If you have just made it through the first few lines of my review, you can make it through the first two fuck-filled minutes of the new movie by director Kevin Smith: Jay and Silent Bob Strike Back, the funniest movie to come out since American Pie.

We open by finding out that Jay (Jason Mewes) and his generally pantomiming friend, Silent Bob (played by Smith) have known each other since toddlerhood. Most of their conversations revolve around pot, chicks, comic books and how much Jay needs to get laid. Several years ago, they became the basis for a comic book called Bluntman and Chronic, which has enjoyed enormous success among the slackerly inclined. The plot revolves around Jay and Silent Bob trying to stop a movie being made about their comic book characters if they are not going to get paid for it.

Part road picture, part slapstick, it isn’t necessarily the story, it’s how the guys get through the story that’s funny.

Jay and Silent Bob Strike Back is the most commercial movie of the several in which Smith’s stoner-turned-comic-book- hero characters appear (Dogma, Chasing Amy, Mallrats, Clerks) and it’s just as funny. You don’t have to have seen the other ones, but if you do go back and check them out afterwards, see this one again and you will get a lot of great references. I will not mention any because it will totally pimp the humor, but… send me an e-mail afterwards and we can talk about our favorite lines.

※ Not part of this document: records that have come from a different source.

PR #6017, opened 2026-01-21
feat: one flow_integration per-flow

zz-hh-aa:
This is part of the multiple submission email work, following on from #5977. 

# What does this PR do?
- Migration to update the `submission_integrations` table (eg for any teams that have updated their submission email since the last migration in early November). Since there will be max one per-team, they are all set as `default = true`. 
- Migration ensuring that `flow_integrations.team_id` is not nullable, since every flow should be associated with a team. 
- Migration to update the `flow_integrations` table, creating one entry per-flow. Where a team has a submission email, that `email_id` will show. Where a team does not, `email_id = null`. 
- Update `createFlow()` to ensure that `flow_integration` records are created with flows
- Create a relationship between `flows` and `flow_integrations` in Hasura
- Cascade flow deletions to `flow_integrations` too

# Why? 
Every flow [should have an entry](https://github.com/theopensystemslab/planx-new/pull/5977#discussion_r2686876725) in `flow_integrations` by default. This simplifies how we manage the `flow_integrations` table and follows other patterns (eg one `team` to `team_setting`).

They’re helped along the way by lots of people who stepped into cameo roles. Again, I don’t want to pimp it except to say if you’ve seen other Kevin Smith films, you will see a few of the same folk… including one black guy who is the funniest motherfucker around.

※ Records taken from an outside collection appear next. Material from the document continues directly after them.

PR #6038, opened 2026-01-29
Production deploy

DafyddLlyr:


zz-hh-aa:
I checked `analytics_planx_flows` on staging and the view works.

I also tested #6036 and #6017 (creating new flows for teams both with `submission_integrations` and without) and all seems to work as expected!

PR #6039, opened 2026-01-29
feat: write new emails from the Send component

zz-hh-aa:
# What does this PR do?
- Handles writing new emails from the Send component (previously, `flow_integrations` were created when flows were created, but the data model has changed--see #6017--so some hooks are deleted)
- New `useInsertSubmissionIntegration` hook to write new emails to the db
- Send component functionality: conditionally rendered input that writes new email to db
    - Validation (checking for duplicates, empty input, invalid email)
- Placeholder link to Settings page where multiple emails can be managed

# Why?
We want users to be able to write new emails from the Send component without having to navigate all the way back up to Settings and then return. 

# Questions
1. There's quite a bit more complexity here, is there a better way I can refactor?


DafyddLlyr (changes requested):
Hey there - apologies again for the delay in getting back to this PR - taken far longer than it should have sorry.

Functionally, this all seems to work as expected - I've been testing it out locally and not hit any issues 👍 

You asked in the PR description about the level of complexity here, and you're right - there's a lot going on. I see the main issue as being that we're intermingling the lifecycle for the submission emails and send component form submission in a way which leads to some crossed wires. This manifests as - 

 - Some data in formik (such as `newEmail?: string`), some data in plain React state (`isNewEmailSelected`)
 - Additional validation context needed for formik
 - Combined submission (`handleUpdateEmail` nested within `onSubmit`) - what happens if one succeeds and the other fails, for example?

Here's what I'd recommend implementing - 

 - **Make the email addition/selection immediate** - when a user selects or adds an email, update the database right away (similar to how team settings work). Show loading/success/error states so the user knows it's saved.
 - **The Send component form just stores a reference** - the form only needs to save which email ID to use (via `submissionEmailId`). This gets saved when the user clicks "Confirm".

This separation means - 
 - Each piece has clear responsibilities
 - Errors are easier to handle and show to users
 - The form submission becomes simpler
 - Users get immediate feedback when changing email config

Very happy to talk this through at dev call later or pair on a solution here 👍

Make no mistake, though, you are going to have to fit into one of the following categories to like J&SB:

  • You love the good parts of Saturday Night Live, not the crappy skits that have no ending.
  • You love (or hated with a passion) any Wes Craven movies.
  • You love (or hated with a passion) American Pie, The Fugitive, Dawson’s Creek, Animal House.
  • If you are gay and can laugh at yourself.
  • If you are black and can laugh at yourself.
  • If you are a feminist and can laugh at yourself.
  • If you are a guy and can laugh at yourself and recognize your shortcomings onscreen.
  • You relish each and every one of George Carlin’s seven dirty words you cannot use on television.
  • You think the word “Fuck”, in all its glorious and possible incarnations, is the most useful word devised.
Smith takes a lot of liberties in poking fun at the industry (read THE Industry) that has given his career life. Hollywood types will only like Jay and Silent Bob Strike Back if they pass the following test:

  • You work in The Industry and can laugh at how vapid and ego feeding most of it is.
  • Or how most of the people in The Industry who feel they have talent are in actuality some of the most uselessly self-important boobs ever to inhabit the planet.
  • You worked for some little movie company and understand that you aren’t really making classic entertainment, you’re making shit and hoping enough of it sticks for you to make it big in foreign video distribution.
  • You have won an Oscar and can still laugh at yourself and see the silliness of it all.
  • You work as the Production Supervisor on a movie that talks about having sex with non-virgins.
  • You work for a Web-based movie web site and realize that most of what you write will only be read by your editor and the friends you force-feed your opinions to via e-mail. [Editor’s Note: Speak for yourself, jackass.]
  • You are a successful writer/director who is willing to poke fun at himself by having his characters argue how they ever got talked into being in Dogma.
Actually, I just don’t see how this movie ever got finished. I’m betting every take took forever because the actors couldn’t stop laughing.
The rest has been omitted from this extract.